Hatcher is also about to start work on a system that addresses the drag that remains between tractor and trailer, despite the best-fitting cab fairings. Several approaches have been mooted in the past, including a motorised fifth-wheel that reduces the gap when travelling straight ahead, an inflatable flexible collar and finding a way of bleeding high-pressure air into the gap to serve as a cushion that resists the ingress of further air. Getley is keeping his cards close to his chest, but hints: "It is clear that our yaw sensing gives us the active control system that is capable of understanding what the air is doing. There's an abundance of air and we could decide how to use it."
He expects to receive TSB funding soon for this cab-gap project, buying access to more Cranfield CFD expertise and wind-tunnel time.
"We should be starting work in June and hope to deliver something inside a year." • • For more information about fuel-savings derived from aerodynamic improvements, see our Buyers' Guide to Air-management kit on commerciahnotor.com.

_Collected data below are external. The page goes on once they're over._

PR #655, opened 2020-01-17
tf: version upgrade

mxplusb:
Upgrade to the latest non-beta version of the aws terraform provider and update the mappings as well.

## Security Considerations

None that I can think of.

## Builds

DNS: [#997](https://ci.fr.cloud.gov/teams/main/pipelines/terraform-provision/jobs/plan-dns/builds/997)
Staging: [#1735](https://ci.fr.cloud.gov/teams/main/pipelines/terraform-provision/jobs/plan-bootstrap-staging/builds/1735)
Tooling: [#1825](https://ci.fr.cloud.gov/teams/main/pipelines/terraform-provision/jobs/plan-bootstrap-tooling/builds/1825)
Production: [#1725](https://ci.fr.cloud.gov/teams/main/pipelines/terraform-provision/jobs/plan-bootstrap-production/builds/1725)
External Staging: [#1676](https://ci.fr.cloud.gov/teams/main/pipelines/terraform-provision/jobs/plan-bootstrap-external-staging/builds/1676)
External Production: [#1653](https://ci.fr.cloud.gov/teams/main/pipelines/terraform-provision/jobs/plan-bootstrap-external-production/builds/1653)

Signed-Off-By: Mike Lloyd <mike.lloyd@gsa.gov>


terraform/modules/admin/admin_elb_main.tf
```diff
@@ -51,7 +51,8 @@ resource "aws_lb_listener_rule" "admin" {
   }
 
   condition {
-    field  = "host-header"
-    values = ["${element(var.hosts, count.index)}"]
+    host_header {
+      values = ["${element(var.hosts, count.index)}"]
```
tammersaleh: we can simplify this as:

``` hcl
values = [element(var.hosts, count.index)]
```

tammersaleh: In fact, a `%s/"$(\(.*\))"/\1/` in vim would catch a lot of these, but will also accidentally convert `"$(foo).$(bar)"` to `foo).(bar`

tammersaleh: also, for this example, we could use the new [`for_each`](https://www.terraform.io/docs/configuration/resources.html#for_each-multiple-resource-instances-defined-by-a-map-or-set-of-strings) instead of `count` - that would eliminate the need for `element()`

mxplusb: @tammersaleh you're thinking of the 0.12 upgrade, we're still using 0.11, the 0.12 upgrade is not a part of this change, this is just an upgrade to the provider.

Last June Tesco engineers set out to evaluate the fuel-economy benefits of using an adjustable Freddie that automatically resets its height to suit the trailer. Testing was carried out at Millbrook Proving Ground, using a pair of Mercedes-Benz Axor tractor units pulling different height trailers, with a third unit used as a control to detect variances due to changing weather conditions.
One of the Axors was equipped with Hatcher's standard fixed-height Freddie roof fairing, designed for 3.9m to 4m-high trailers. The other had an electrically adjustable version of Freddie, choosing its own setting via the signal from the photo-electric cell on the fairing's rear lip. This allowed the fairing to match trailer heights from 4m to 4.4m, a good range but not enough to match the 4.9m-high double-deck fridge trailer used in Tesco's trial.

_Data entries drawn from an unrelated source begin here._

PR #661, opened 2020-01-28
updated the limit checker policy with the latest version.

mxplusb:
[Reference template](https://awslimitchecker.readthedocs.io/en/latest/iam_policy.html). It looks like the original template was copied from there, so this just syncs it with reality.

## Security Considerations

It's an extension of permissions but readonly, so still safe.


bengerman13:
Concourse thinks you've got more to do here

The track testing results (see table) appear consistent and plausible. Compared with the fixed Freddie, the adjustable version did little for fuel consumption when working with the 4.2m-high trailer at 40mph, but showed fuel savings of 3.81% at 50mph. When paired with the 4.9m double-deck trailer, the economy benefit improved to 7.06% at 40mph and 9.85% at 50mph.
These results need some qualification. First, the fuel benefits quoted are percentage reductions in litres consumed rather than the percentage increases in mpg — the latter gives a misleadingly higher figure. Second, these tests were conducted with unladen vehicles, so the percentage improvements are very much greater than they would be with fully laden vehicles. This is because fuel savings derived from aerodynamic improvements are independent of weight, giving higher percentage improvements when vehicles are light than when they are heavy, even though the number of litres saved remains constant. For example, theoretical calculations show that Tesco's fuel saving of 7.06% at 40mph when empty would be reduced to around 4.5% if the vehicle had 20 tonnes of payload.